Finding a rational number in between two rationals

Another possibility is to use the following well-known fact:

$$\frac{a}{c} < \frac{b}{d} \Longrightarrow \frac{a}{c} < \frac{a+b}{c+d} < \frac{b}{d}$$

A simple consequence of this is that

$$\frac{a}{c} < \frac{b}{d} \Longrightarrow \frac{a}{c} < \frac{ma+nb}{mc+nd} < \frac{b}{d} \quad (m,n > 0) $$

This means that for your question, we simply have to find multiples of $10$ and $11$ which add to a power of 2. The simplest one would be $1(10) + 2(11) = 32 = 2^5$, which gives

$$ \frac{9}{10} < \frac{1(9) + 2(10)}{1(10) + 2(11)} < \frac{10}{11} \\ \color{white}{\text{empty}}\\ \frac{9}{10} < \frac{29}{32} < \frac{10}{11} $$

Trying for $64$ or $128$ just yields fractions equivalent to the above, but we can use $19(10) + 6(11) = 256 = 2^8$ to find another one:

$$ \frac{9}{10} < \frac{19(9) + 6(10)}{19(10) + 6(11)} < \frac{10}{11} \\ \color{white}{\text{empty}}\\ \frac{9}{10} < \frac{231}{256} < \frac{10}{11} $$

Express the fractions in binary:

$ \frac{9}{10} = 0.111001100\cdots{}_2 $

$ \frac{10}{11} = 0.111010001\cdots{}_2 $

So try $ 0.11101000{\color{red}0}{}_2 = \frac{29}{32} $.
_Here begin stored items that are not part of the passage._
PR #1159, opened 2016-05-25
Parser accepts no explicit outputs.

nicolasdespres:
There is a class of commands that take an output directory where
they create their output files. Among them are cp(1), tar(1) to name a
few. These commands have one or more implicit outputs but no explicit
output.

With this patch, Ninja's parser accepts build edge with an
empty list of explicit outputs.

Discussed here: https://groups.google.com/forum/#!topic/ninja-build/Nt8QlmA5cQA


bradking:
The implementation and tests LGTM.

nico:
Thanks!

PR #1163, opened 2016-06-08
Add single quotes to the output file path if it has a space.

stgaochromium:
In the "FAILED: output nodes", add single quotes to the output file path if it has a space. This is to make it easier to run ninja with the output nodes and also the failure output parsable by script.

`ninja -C out/gn_build_dir/ output/node/with/a/ space` won't work, but `ninja -C out/gn_build_dir/ 'output/node/with/a/ space'` works.

Before this change:
`FAILED: gen/path/to/a space.cc gen/path/to/no_space.h `
After this change:
`FAILED: 'gen/path/to/a space.cc' gen/path/to/no_space.h `

### DIFF
--- a/src/build.cc
+++ b/src/build.cc
@@ -135,8 +135,13 @@ void BuildStatus::BuildEdgeFinished(Edge* edge,
   if (!success) {
     string outputs;
     for (vector<Node*>::const_iterator o = edge->outputs_.begin();
-         o != edge->outputs_.end(); ++o)
-      outputs += (*o)->path() + " ";
+         o != edge->outputs_.end(); ++o) {
+      if((*o)->path().find(' ') != string::npos) {
+        outputs += "'" + (*o)->path() + "' ";
+      } else {
+        outputs += (*o)->path() + " ";
+      }
+    }
 
     printer_.PrintOnNewLine("FAILED: " + outputs + "\n");
     printer_.PrintOnNewLine(edge->EvaluateCommand() + "\n");


src/build.cc
```diff
@@ -135,8 +135,13 @@ void BuildStatus::BuildEdgeFinished(Edge* edge,
   if (!success) {
     string outputs;
     for (vector<Node*>::const_iterator o = edge->outputs_.begin();
-         o != edge->outputs_.end(); ++o)
-      outputs += (*o)->path() + " ";
+         o != edge->outputs_.end(); ++o) {
+      if((*o)->path().find(' ') != string::npos) {
+        outputs += "'" + (*o)->path() + "' ";
```
sgraham: ' isn't Windows-friendly.

(Is it worth worrying about other things like \s being in there if you're planning on parsing in a script?)

nico: I think Scott's ' note means 'use "'. What if the outname contains quote chars?

stgaochromium: Given that we print all the outnames in one line, I don't think we could prevent a selected separator from being part of the outnames, unless a more complex escaping mechanism is introduced. And I guess this is not preferred.

Currently the selected separator is an empty space " ", but it conflicts with outnames containing an empty space. In this patch, a quote is introduced to resolve such conflict.

We have some options here, but I prefer option 1 or 2 below:
1. Go with a double quote (instead of a single quote in this patch). And ignore the support for outnames containing double quote chars, which seems rare. Note: a double quote can not be part of a directory name or file name on Win7 (not tested on other versions of Windows).

2. Make ninja print such information to a given file and in a parsable format like json.

3. Introduce a more complex escaping mechanism when printing in one line to the stdout.

Nico, Scott, what do you think?

jhasse: Regarding 1: Using double quotes you'll also have to escape $.

I think we should add `'` (and escape all `'` in the path) on anything non-Windows.

jhasse:
please reopen after resolving conflict

PR #2704, opened 2026-01-01
Reduce `sizeof(Node)`

elliotgoodrich:
Reduce the size of `enum ExistenceStatus` from an `int` to `char` and then move an `int` to take up the 4 bytes of padding after the `bool` members.

This reduces `sizeof(Node)` from 144 to 136 on 64-bit (MSVC).


moritzx22:
This reduces `sizeof(Node) `from 120 to 112 on 64-bit (linux gcc).

PR #2705, opened 2026-01-01
Reduce `sizeof(Edge)`

elliotgoodrich:
Reduce the size of `enum VisitMark` from an `int` to `char` and then move this and the `Jobserver::Slot` (a `std::int16_t`) next to the `bool` members to fill up padding.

This is the solution with smallest denominator.

To keep the arithmetic simple, let's look for a number of the form $\frac{m}{2^n}$ between $\frac{1}{11}$ and $\frac{1}{10}$. Then just subtract it from $1$ for your answer. So we have: $$\frac{1}{11}<\frac{m}{2^n}<\frac{1}{10}$$ which is the same as $$10m<2^n<11m$$ Now look for $m$ such that the interval $(10m,11m)$ contains a power of $2$. You don't have to look for long.